The overwhelming success of the G.91 in Italian service would further convince other NATO alliance members to begin to place orders, one of them being Germany. Germany had shown great interest in the aircraft, mainly due its great flight characteristics and the ability to modify the aircraft to suit a nation's operational needs. Thus, Germany would order 50 examples of the G.91 R/3. The G.91 R/3 was a modified version of G.91, removing the Browning .50 cal machine guns in favour for 2 x 30 mm DEFA cannons, included with that would be the improved avionics package that were present on the G.91 R/1A and R/1B, allowing the installation of AS-20 Nords. Lastly the R/3 would receive 2 more pylons, which would give the aircraft a total of 4 pylons. Germany had liked this version so much so that they decided to buy the rights to produce this aircraft, which spawned another 294 versions built in Germany.
Eventually the R/3 would lead to the R/4, a hybrid version of both the G.91 R/1 and G.91 R/3, which would keep the advanced avionics and pylons from the R/3 but would instead revert back to the 4 Browning machine guns from the R/1. As previously stated, many NATO member would be interested, the R/4 was supposed to have been sold to the nations of Greece and Turkey, but after the USA stepped in and offered their aircraft and a cheaper price, the sale fell through and ended up entering West German service instead.
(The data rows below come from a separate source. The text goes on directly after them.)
PR #589, opened 2019-04-15
BamlMapTable's KnownAssemblyInfoRecord should be an instance field

ryalanms:
System.Reflection.Assembly.ReflectionOnlyLoad is not supported on .NET core and has been replaced with MetadataLoadContext.  MetadataLoadContext is cleared between markup compile passes, invalidating all System.Relection.Assembly instances loaded by MetadataLoadContext.  

Various markup compilation errors were occuring because of failed property lookups due to comparisons against an invalid System.Reflection.Assembly instance (PresentationFramework) in BamlMapTable.KnownAssemblyInfoRecord.  PresentationFramework is now loaded each time BamlMapTable is created by XamlTypeMapper, per markup compile pass.

This change includes the recommendation from @weltkante's review to update BamlAssemblyInfoRecord on BamlMapTable to be an instance field.


ryalanms:
@weltkante: Thank you for reviewing.  I'll include you on future build task refactor threads.  Thanks.

weltkante:
As requested in the other PR I've created an issue

Fixes #591

Issue #587, opened 2019-04-15
Add attribute to C++/CLI assemblies


fadimounir:
As discussed over email, we need to add some attribute to the IJW assemblies (DirectWriteForwarder.dll and System.Printing.dll to help with this bug: https://github.com/dotnet/coreclr/issues/23872

For Preview 5, the coreclr bug might not get fixed in time, so we'll use the assembly attribute as a way to exclude these 2 problematic assemblies from being compiled into ReadyToRun images.

Proposed attribute to add:
`[assembly: AssemblyMetadata("Language", "C++")]`

fadimounir:
cc @vatsan-madhavan

vatsan-madhavan:
The latest core-sdk builds (3.0.100-preview5-011473) now have these attributes for WPF assemblies.

PR #596, opened 2019-04-16
Add AssemblyMetadata[Language] attribute

vatsan-madhavan:
This PR addresses #587 

/cc @fadimounir

### DIFF
--- a/eng/WpfArcadeSdk/tools/ExtendedAssemblyInfo.targets
+++ b/eng/WpfArcadeSdk/tools/ExtendedAssemblyInfo.targets
@@ -40,6 +40,24 @@
       <AssemblyMetadata Include="Commit" Condition="'$(SourceRevisionId)'!=''">
         <Value>$(SourceRevisionId)</Value>
       </AssemblyMetadata>
+
+      <!-- 
+        Crossgen wants to detect when an assembly is built from C++/CLI sources, 
+        since it is unable to function correctly today (ostensibly due to bugs). Since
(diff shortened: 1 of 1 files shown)


vatsan-madhavan:
@fadimounir, Please note that this attribute will not be added to the satellite assemblies (resource assemblies like WindowsBase.resources.dll etc.).

eng/WpfArcadeSdk/tools/ExtendedAssemblyInfo.targets
```diff
@@ -40,6 +40,26 @@
       <AssemblyMetadata Include="Commit" Condition="'$(SourceRevisionId)'!=''">
         <Value>$(SourceRevisionId)</Value>
       </AssemblyMetadata>
+
+      <!-- 
+        Crossgen wants to detect when an assembly is built from C++/CLI sources, 
+        since it is unable to function correctly today (ostensibly due to bugs). Since
+        /clr:pure is deprecated and WPF will eventually switch over to /clr (i.e., IJW),
+        Crossgen will eventually (i.e., in the near-term) fail to work on C++/CLI
```
fadimounir: Note: Crossgen does not support IJW today. There are no plans to support them so far

fadimounir:
LGTM.

Thanks @vatsan-madhavan for adding this metadata. We've identified the root cause of the bug and are investigating a fix, but it's useful anyways to have this attribute.

fadimounir:
> Please note that this attribute will not be added to the satellite assemblies (resource assemblies like WindowsBase.resources.dll etc.).

Yes. We don't crossgen those anyways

However what makes the R/4 well known was mainly due to the extensive service it had inside of the Portuguese Air Force (Força Aérea Portuguesa) during their colonial wars against Angola, Mozambique, and other domains of the former Portuguese empire. Portugal had interest in the aircraft, they'd get 110 of them surplus from Germany. They'd partially put it in service to replace the obsolete F-84 Thunderjets and F-86 Sabres that they had in service. The Portuguese Air Force would be the only user of the G.91 series of vehicles to actually use in active combat, the first Portuguese air group to enter active service with the new aircraft was the "121st Tigres Squadron" commanded by Lieutenant Egídio Lopes in April of 1966 in Bissalanca, Guinea. The department commanded by Lopes thus formed a quick reaction force done to support the action of the land units in counter-guerrilla operations, which at times also provided them photo reconnaissance missions, starting from the last quarter of 1966 when the G.91 reached an acceptable level of operational readiness. The G.91 R/4 was liked by its users, so much so that the aircraft had been given the nickname of 'Gina' in Portuguese service, the nickname is still popular nowadays with many ex-servicemen whom operated the G.91.